PR #2236, opened 2026-04-16
feat(consensus): Safe Head Tracking For Follow Nodes

refcell:
## Summary

Follow nodes previously hardcoded DisabledSafeDB, causing the optimism_safeHeadAtL1Block RPC endpoint to unconditionally return an error. This is a bug because follow nodes are legitimate L2 nodes that expose the rollup RPC surface, and callers reasonably expect safe head queries to work. The bug went unnoticed because follow nodes are typically used in contexts where the RPC endpoint is not queried directly, and DisabledSafeDB silently returns a well-typed error rather than crashing. This PR wires up real SafeDB support via a new with_safedb_path builder on FollowNode and a with_safe_head_listener builder on DelegateL2DerivationActor, which decodes the L1 info deposit transaction on each sync cycle to extract l1_origin and record the L1→L2 safe head mapping. The DB write is skipped when the local EL's block hash disagrees with the source to avoid recording data during fork divergence.

### DIFF
--- a/crates/consensus/service/src/actors/derivation/delegate_l2/actor.rs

Work task: Each line of the data is to be retyped exactly.

Response area:
PR #2236, opened 2026-04-16
feat(consensus): Safe Head Tracking For Follow Nodes

refcell:
## Summary

Follow nodes previously hardcoded DisabledSafeDB, causing the optimism_safeHeadAtL1Block RPC endpoint to unconditionally return an error. This is a bug because follow nodes are legitimate L2 nodes that expose the rollup RPC surface, and callers reasonably expect safe head queries to work. The bug went unnoticed because follow nodes are typically used in contexts where the RPC endpoint is not queried directly, and DisabledSafeDB silently returns a well-typed error rather than crashing. This PR wires up real SafeDB support via a new with_safedb_path builder on FollowNode and a with_safe_head_listener builder on DelegateL2DerivationActor, which decodes the L1 info deposit transaction on each sync cycle to extract l1_origin and record the L1→L2 safe head mapping. The DB write is skipped when the local EL's block hash disagrees with the source to avoid recording data during fork divergence.

### DIFF
--- a/crates/consensus/service/src/actors/derivation/delegate_l2/actor.rs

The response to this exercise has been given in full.